Vor allem in Krankenhäusern, aber auch in Drive-thru-Zentren werden Impfdosen verabreicht. Die Zahl dieser Stationen, bei denen die Menschen in ihren Autos gespritzt werden, will das Team Biden verdoppeln lassen. Zusätzlich sollen mobile Kliniken Impfungen zu älteren, gebrechlichen Menschen bringen. Außerdem sollen in den nächsten 30 Tagen 100 Community-Impfzentren von der Katastrophenschutzbehörde aufgebaut werden. So soll auch die aktuelle ethnische Ungleichheit bei Covid-19-Erkrankungen und bei Impfungen reduziert werden. Studien zeigen, dass Schwarze US-Amerikaner und Latinos besonders oft erkranken und dass es aktuell Anwohner in überwiegend weißen Nachbarschaften häufiger schaffen, Impftermine zu ergattern.

Biden hat zudem per Präsidialerlass die Anwendung des Defense Authorization Act autorisiert. Präsident und Regierung können nach diesem Gesetz aus dem Zweiten Weltkrieg Unternehmen im Krisenfall zwingen, Regierungsaufträge bevorzugt anzunehmen beziehungsweise dringend benötigte Güter zu produzieren - damals Kriegsgerät, heute Masken, Schutzausrüstung, medizinisches Gerät in Höhe von 30 Milliarden Dollar. »So haben wir im Zweiten Weltkrieg in Rekordzeit Panzer, Flugzeuge und Uniformen produziert«, erklärt Biden. Die Notwendigkeit staatlicher Vorgaben zeigt auch die Tatsache, dass in den vergangenen Wochen in einigen Orten, etwa in der Großstadt Los Angeles, der Sauerstoff zur Beatmung von Covid-19-Patienten knapp wurde. Auch nicht-medizinische Beschäftigte sollen besser mit Schutzausrüstung ausgestattet werden.

Ein nationales »Pandemic Testing Board« soll die Produktion von »mehreren zehn Millionen« zusätzlicher Tests, darunter auch neue Haustests, in einer Art »Kriegsproduktion« koordinieren und dann verteilen. Damit die Tests auch marginalisierte Communitys erreichen, soll ein Public Health Corps mit 100 000 »kulturell kompetenten« Gesundheitsmitarbeitern aufgebaut werden, das auch Contact-Tracing-Aufgaben übernehmen soll. Per Präsidialerlass gilt nun eine Maskenpflicht auf dem Gelände von Regierungsgebäuden und auf Bundesautobahnen.

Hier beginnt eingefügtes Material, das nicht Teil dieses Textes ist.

PR #900, opened 2022-07-09
Default to tacc_tds3 at TACC and fixed ls6 as cp capable instead of lonestar6

### LINKED ISSUE #899: Make tacc_tds2 the default thredds server at TACC instead of tacc_tds
The platform configurations at TACC are set to post to `tacc_tds` which is the now-defunct `adcircvis.tacc.utexas.edu` virtual machine. These need to be changed to `tacc_tds2` (which is `chg-1.oden.tacc.utexas.edu`) by default, preserving the option for Operators to use `tacc_tds3` (which is also the `chg-1.oden` virtual machine except that is uses `scp` for transfers).

jasonfleming:
resolves #899


wwlwpd:
How do you feel about changing everything to use `tacc_tds3` - since it's the same and I just added that to have something to add. This is the "new" way to add TDS servers. (supports existing way of using it in a config, `TDS=( tacc_tds3 )` )

https://github.com/StormSurgeLive/asgs/blob/master/ssh-servers/tacc_tds3.sh

jasonfleming:
Works for me, I will make this change now.

jasonfleming:
ok I have made this tacc_tds3 instead, please have another look :-)

wwlwpd (approved):
looks good to me, going to merge manually due to need to squash

wwlwpd (approved):
looks good to me

wwlwpd:
squashed and cherry-picked manually, closing but this has been merged.

PR #902, opened 2022-07-09
added _unset_statevars function and inserted calls

### LINKED ISSUE #901: asgsh does not unset state variables when statefile is not found
When starting over with an asgs instance by removing the old statefile, the `asgsh` retains the old values of `RUNDIR`, `STATEFILE`, and `SYSLOG`:
```
asgs (HSOFS_nam_jgf)> show statefile
(info) STATEFILE is defined as '/scratch/00976/jgflemin/HSOFS_nam_jgf.state'
asgs (HSOFS_nam_jgf)> rotateRUNDIR.sh /scratch/00976/jgflemin/HSOFS_nam_jgf.state
asgs (HSOFS_nam_jgf)> rl
(info) loaded 'HSOFS_nam_jgf' into current profile
(info) config file found, instance name is 'HSOFS_nam_jgf'
(!! warning) state file '/scratch/00976/jgflemin/HSOFS_nam_jgf.state' does not exist.
(info) no indication of first run yet?
asgs (HSOFS_nam_jgf)> show statefile
(info) STATEFILE is defined as '/scratch/00976/jgflemin/HSOFS_nam_jgf.state'
asgs (HSOFS_nam_jgf)> show syslog
(info) SYSLOG is defined as '/work/00976/jgflemin/ls6/log/HSOFS_nam_jgf.asgs-2022-Jul-09-T11:55:12-0500.2422845.log'                                                                                                           
asgs (HSOFS_nam_jgf)> show rundir
(info) RUNDIR is defined as '/scratch/00976/jgflemin/asgs2422845'
```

Innerhalb von drei Monaten will Biden zudem die Schulen für Grundschüler unterhalb der achten Klasse wieder öffnen lassen, zuvor aber eine sichere Öffnung durch das Bildungsministerium erforschen lassen. Schulen sollen zuvor mit Bundesmitteln in Höhe von 170 Milliarden Dollar renoviert werden, so dass eine bessere Hygiene und Belüftung gewährleistet werden kann oder ein Lernen im Freien möglich wird. Biden hat auch per Präsidialerlass den Wiedereintritt der USA in die Weltgesundheitsorganisation WHO erklärt. Zudem soll ein Programm der Entwicklungsbehörde USAID zur weltweiten Beobachtung und Überwachung von Viren und ihrer Mutationen erneut gestartet werden.

Mittelfristig strebt Biden ein 1900 Milliarden schweres Hilfspaket gegen die Coronakrise an, darin enthalten sind 1400-Dollar-Direktzahlungen an fast alle US-Amerikaner, ein zusätzliches Bundesarbeitslosengeld von 400 Dollar pro Woche bis September, Hilfen für Kleinunternehmen und viele andere progressive Maßnahmen wie strengere Vorschriften zu Lohnfortzahlung bei Krankheit. Beschließen kann dieses Hilfspaket nur das Parlament, also der US-Kongress. Dort haben die Demokraten zwar eine knappe Mehrheit, doch wegen der 60-Stimmen-Filibuster-Regel ist unklar, was wie schnell beschlossen wird, denn die Republikaner zeigen sich unwillig. Mitte März läuft jedenfalls das im Dezember verlängerte Bundesarbeitslosengeld aus.